La Gabinoteca, además que un restaurante, un agradable lugar de encuentro

Hoy he tenido una mañana un poco ajetreada porque mi cochecillo me ha dejado tirada en mitad de la calle. Un tema del mando y la alarma que me hace a veces piruladas.

Yo había quedado con mi amiga Mar para lo que iba a ser un encuentro cultural: visitar la exposición de obras del Hermitage que se exhibe estos días en el Museo del Prado. Pues no: cambio de planes. Hemos acabado comiendo en La Gabinoteca. No ha sido un mal cambio, aunque nos queda pendiente ver la exposición.

El restaurante La Gabinoteca  (C/ Fernández de la Hoz, 53) es un lugar que trasmite “buen rollo”. Surgió hace sólo unos tres años, pero en sus fogones hay tradición culinaria de la buena, de toda la vida. Los hermanos Redruello son miembros de la familia que ha dado al horizonte gastronómico de Madrid sitios tan sólidos como La Ancha o Las Tortillas de Gabino.

Tres amigos - Nino y Santi Redruello y Hussi – han creado un espacio  agradable, moderno y divertido, donde tomar una excelente cocina en formato de tapas.

Se nota que La Gabinoteca es un negocio en el que se miman los detalles: desde la original decoración del restaurante, hasta la variada vajilla, la presentación de los platos, la  elección de las recetas… También se nota el esfuerzo que hacen camareros y personal de cocina para que el cliente se encuentre a gusto.

Hussi, está siempre al loro para que en la sala todo marche como la seda.
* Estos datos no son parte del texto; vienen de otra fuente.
PR #419, opened 2018-11-15
Update the comment of the function

xichengliudui:
Update the comment of the function

### DIFF
--- a/pkg/schedulingtypes/replicascheduler.go
+++ b/pkg/schedulingtypes/replicascheduler.go
@@ -343,7 +343,7 @@ func schedule(planner *planner.Planner, key string, clusterNames []string, curre
 	return result
 }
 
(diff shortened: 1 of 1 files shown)


sohankunkerkar:
@xichengliudui can you also update the command mentioned here:
https://github.com/kubernetes-sigs/federation-v2/blob/master/docs/federating_crds.md#enable-propagation-of-your-federated-crd
you just need to append apply command before -f option.
```sh
$ kubectl *apply* -f ./example/crd/federatedBar.yaml --context=cluster1
federatedtypeconfig.core.federation.k8s.io/bars.example.io created
```

pmorie:
> @xichengliudui can you also update the command mentioned here:

Let's not expand the scope of this PR, @sohankunkerkar would you go ahead and just fix that in a PR since you know that it's an issue?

Se ocupa de los clientes, les aconseja o tiene con ellos una agradable parrafada.

La comida está riquísima: una mezcla de recetas clásicas en pequeñas cantidades y tapas de diseño en las que se combinan variados sabores. Todo ello servido de una forma original y divertida.

Sara, la camarera que atendió nuestra mesa con profesionalidad y simpatía, nos indicó que tenían como platos del día lentejas con perdizjudías verdes rehogadascarrilleras  bacalao a la vizcaína. Todo ello, comida de siempre, pero en pequeñas raciones. Optamos por probar el bacalao, que estaba de muerte, con su tomate frito espeso y sabroso con una fritada de ajos, servido sobre una especie de verdura picante (¿una col?). Buenísimo.
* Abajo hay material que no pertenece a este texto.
PR #423, opened 2018-11-16
Reorder primitive creation by crudtester to minimize test runtime

marun:


test/common/crudtester.go
```diff
@@ -102,20 +102,25 @@ func (c *FederatedTypeCrudTester) CheckLifecycle(desiredTemplate, desiredPlaceme
 }
 
 func (c *FederatedTypeCrudTester) Create(desiredTemplate, desiredPlacement, desiredOverride *unstructured.Unstructured) (*unstructured.Unstructured, *unstructured.Unstructured, *unstructured.Unstructured) {
-	template := c.createFedResource(c.typeConfig.GetTemplate(), desiredTemplate)
+	// Create placement and overrides first to ensure the sync
```
pmorie: This is a fine thing to do for now, but it points at deeper things like:

- controlling exactly when propagation happens in the presence of out of order creation of resources
- controlling how larger updates are rolled out

I have no good answers here, only starting to figure out the right questions :)

PR #426, opened 2018-11-16
Deploy and test with generated primitives

marun:
This is the final PR in a series that implements generated primitives.  

 - Code-based primitives are removed from the tree and generated primitives are deployed in their place.           
 - Configuration for the generation of primitives is defined in `config/federatetypes`
 - Test fixtures have been updated to remove explicit version and kind to allow those details to be sourced from type configs


irfanurrehman:
Awsome job on this one @marun 
/lgtm

PR #427, opened 2018-11-16
Ensure rsp plugins are only started once by the scheduling manager

marun:
#366 added a manager for the scheduling controllers, but was untested in CI due:

 - managed e2e running 2 clusters but starting controllers directly, so the new manager was not involved
 - unmanaged e2e running the new manager but having only a single cluster, so the testing was skipped

When I ran unmanaged e2e locally with 2 clusters, the RSP tests would time out, and I traced the problem to the manager starting the plugins on every reconcile loop.  Adding the control logic that appears in this PR resolved the issue by ensuring a plugin is started only once.

#426 will ensure that the manager can be used for managed e2e, since the necessary type config will be created in a managed fixture.  @font has reported promising results with [kind](https://github.com/kubernetes-sigs/kind) will allow more than one cluster to be deployed in ci for unmanaged e2e.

Compartimos también una ensalada de cinco tomate, un papillot de setas y una tosta de corazones de vieira. Todo muy bien cocinado.
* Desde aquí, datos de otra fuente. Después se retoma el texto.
PR #432, opened 2018-11-19
Added script to sync up CRD resources in helm chart.

gyliu513:
/cc @marun @shashidharatd


shashidharatd:
@gyliu513, why don't we just remove one copy and replace all the references to it to another copy. Maintaining multiple copies of same files is anyway not beneficial.

gyliu513:
@shashidharatd Done by removed the manual section in user guide.

gyliu513:
@shashidharatd the reason that I want to keep both is because I want to give end user choice that they can install federation v2 via either helm chart or the deployment script, so here I was using a script to sync up the YAML templates to helm charts.

I was also planning to add some pre-check in `pre-commit.sh`, if there are difference between the YAML templates and helm charts, the pre-check will be failed, comments?

shashidharatd:
> @shashidharatd the reason that I want to keep both is because I want to give end user choice that they can install federation v2 via either helm chart or the deployment script, so here I was using a script to sync up the YAML templates to helm charts.

@gyliu513, what i meant is not to remove one of the method. I know we cannot completely rely on helm method as of now. We could remove the `config/federatedtypes` and wherever they are refered, use the `charts/federation-v2/templates` instead. like wise for hack/install.yaml too.

marun:
I think it might be worth skipping this step and targeting the results of #426.  That PR removes type configs and primitive crds from the tree in favor of generating them with `kubefed federate enable`.  Either the helm install should do the same (possible now that `kubefed2` will be shipped in the image thanks to @shashidharatd ), or there will need to be a script to generate the necessary yaml from the federate directives that are committed to the tree.

gyliu513:
Thanks @marun and @shashidharatd 

For `config/federatedtypes`, we can delete those files and use files under `charts/federation-v2/templates`.

But for `charts/federation-v2/charts/controllermanager/templates/crds.yaml`, I think we still need to keep this file as the `hack-install-latest.yaml` include all resources in this file while `charts/federation-v2/charts/controllermanager/templates/crds.yaml` only include the CRDs for federation.

So how about the following proposal:
1) Delete  `config/federatedtypes` and use files under  `charts/federation-v2/templates`.
2) Still keep this script but this script only sync up CRDs for federation.

marun:
@gyliu513 Your 2 points sound good to me.  And as you say, the non-primitive crds (core, mc and scheduling) will still need to be generated so crd.yaml still needs to be used.

How would you like to see helm chart delivery of primitives evolve in response to #426?  Would it be possible to use `kubefed2 federate enable`, or will results from the command need to be committed to the chart?

gyliu513:
@marun after we enable `kubefed2 federate enable`, we can leverage helm `pre-install` hook in helm at https://github.com/helm/helm/blob/master/docs/charts_hooks.md#hooks , and the hook will leverage a job to call `kubefed2 federate enable` to enable all CRD resources, I can update the chart once `kubefed2 federate enable` is ready.

So for this PR, I will use my proposal for now:
1) Create another PR to delete  `config/federatedtypes` and use files under  `charts/federation-v2/templates`.
2) Update this PR to and use script to sync up CRDs for federation.

marun:
@gyliu513 I think this PR is in good shape.  As per a comment on #427 I think using the type configs from the chart should not be done.  #426 should merge and the new directive files should be used by the chart to configure `kubefed2 federate enable` e.g.

```bash
kubefed2 federate enable -f ./config/federatedirectives/configmaps.yaml`
```

What do you think about adding a ci check based on the script added in this PR to ensure that the chart yaml stays updated?

gyliu513:
@marun that's exactly what I'm planning to do.

1) For this PR, it was mainly doing sync up for CRD resources in federation congtroller.
2) I can create another PR to update CI by adding some check, if the helm chart and the latest install CRDs are not synced, then CI will be failed. The CI will prompt a message telling developers to run `scripts/sync-up-helm-chart.sh` and re-commit.

marun:
@gyliu513 I think it would make sense to revisit this PR now that #426 has merged, since all primitives are now generated.

gyliu513:
@marun Done, this PR is focusing on sync up CRD for the helm chart.

marun:
@gyliu513 Good work!  Please add a ci check using your script that ensures the crd yaml is kept updated.  The existing check for install yaml may be a useful example in accomplishing this goal.

gyliu513:
@marun CI check is enabled.

marun:
Thanks!

/approve
/lgtm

Nos llamó la atención el papel con el que se hacía el papillot de setas. Preguntamos y nos dijeron que se trataba de carta fata, un papel de licencia italiana, parecido al celofán, que se puede calentar hasta 230º y que está haciendo furor en restauración porque los alimentos con él cocinados mantienen todo el sabor. Las setas, servidas en este papel, con una yema de huevo dentro, estaban ricas, ricas.

De postre compartimos una crema de queso que está de morirse de buena. Yo me hubiera comido dos más, pero…

Con unas cervezas, pan y agua, salimos a unos 20 € por persona. No está nada mal.

Además, el restaurante está abierto todo el día. Sirve desayunos y aperitivos y ponen unas increíbles copas.